▶ [WORK INSTRUCTION]: Each line below is to be copied out exactly, and none may be omitted.

▶ [WORKING DATA]:
PR #4565, opened 2024-12-06
BucketList cache

### LINKED ISSUE #3696: Add persistent cache to BucketListDB

SirTyson:
# Description

Resolves #3696

This adds a persistent cache to BucketListDB at the bucket level. If a bucket is small, the entire bucket contents are cached in memory. For larger buckets, a random eviction cache is used instead.

Currently in draft form for max TPS tests, as I need to clean up the BucketIndex classes given that there's a fair bit of dead code now that caches are used.

# Checklist
- [x] Compiles
- [x] Ran all tests


SirTyson:
Closing prototype, #4630 has a prod ready verison.

PR #4574, opened 2024-12-13
Extend nomination monte carlo simulations to analyze timeouts

### LINKED ISSUE #4561: Extend nomination Monte Carlo simulations to cover asymmetric quorums
Stellar-core contains a suite of tests that check for fair win probabilities and low timeouts in the new application specific nomination algorithm. These tests use Monte Carlo simulations to generate large numbers of random quorums and simulate nomination for thousands of ledgers. However, these tests assume that quorum sets are symmetric across validators. We should add another series of Monte Carlo simulations that test the following asymmetric cases:

1. One set of validators has some quorum set `A` and another has some quorum set `B`. `A` and `B` are almost identical, but `B` has replaced 1 org in `A` (or a small number of orgs in `A`) with a different org.
2. One set of validators has some quorum set `A` and another has some quorum set `B`. `A` is a strict subset of `B`, where `B` contains a few more orgs than `A`. The number of additional orgs should be small (say, 3) so that the two quorum sets largely overlap.

The tests should focus on timeouts, ensuring that they are infrequent, and that rounds with multiple timeouts are very rare. This is the expected outcome from the new nomination algorithm's design, but simulation will help to confirm our analysis.

bboston7:
# Description

Closes #4561

This change adds a couple more tests to the nomination tests for the following scenarios:
1. Asymmetric quorums
2. Unresponsive validators

It also removes some protocol gating in the test suite that's no longer necessary now that P22 is the current protocol in the build.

▶ [WRITTEN ANSWER]:
PR #4565, opened 2024-12-06
BucketList cache

### LINKED ISSUE #3696: Add persistent cache to BucketListDB

SirTyson:
# Description

Resolves #3696

This adds a persistent cache to BucketListDB at the bucket level. If a bucket is small, the entire bucket contents are cached in memory. For larger buckets, a random eviction cache is used instead.

Currently in draft form for max TPS tests, as I need to clean up the BucketIndex classes given that there's a fair bit of dead code now that caches are used.

# Checklist
- [x] Compiles
- [x] Ran all tests


SirTyson:
Closing prototype, #4630 has a prod ready verison.

PR #4574, opened 2024-12-13
Extend nomination monte carlo simulations to analyze timeouts

### LINKED ISSUE #4561: Extend nomination Monte Carlo simulations to cover asymmetric quorums
Stellar-core contains a suite of tests that check for fair win probabilities and low timeouts in the new application specific nomination algorithm. These tests use Monte Carlo simulations to generate large numbers of random quorums and simulate nomination for thousands of ledgers. However, these tests assume that quorum sets are symmetric across validators. We should add another series of Monte Carlo simulations that test the following asymmetric cases:

1. One set of validators has some quorum set `A` and another has some quorum set `B`. `A` and `B` are almost identical, but `B` has replaced 1 org in `A` (or a small number of orgs in `A`) with a different org.
2. One set of validators has some quorum set `A` and another has some quorum set `B`. `A` is a strict subset of `B`, where `B` contains a few more orgs than `A`. The number of additional orgs should be small (say, 3) so that the two quorum sets largely overlap.

The tests should focus on timeouts, ensuring that they are infrequent, and that rounds with multiple timeouts are very rare. This is the expected outcome from the new nomination algorithm's design, but simulation will help to confirm our analysis.

bboston7:
# Description

Closes #4561

This change adds a couple more tests to the nomination tests for the following scenarios:
1. Asymmetric quorums
2. Unresponsive validators

It also removes some protocol gating in the test suite that's no longer necessary now that P22 is the current protocol in the build.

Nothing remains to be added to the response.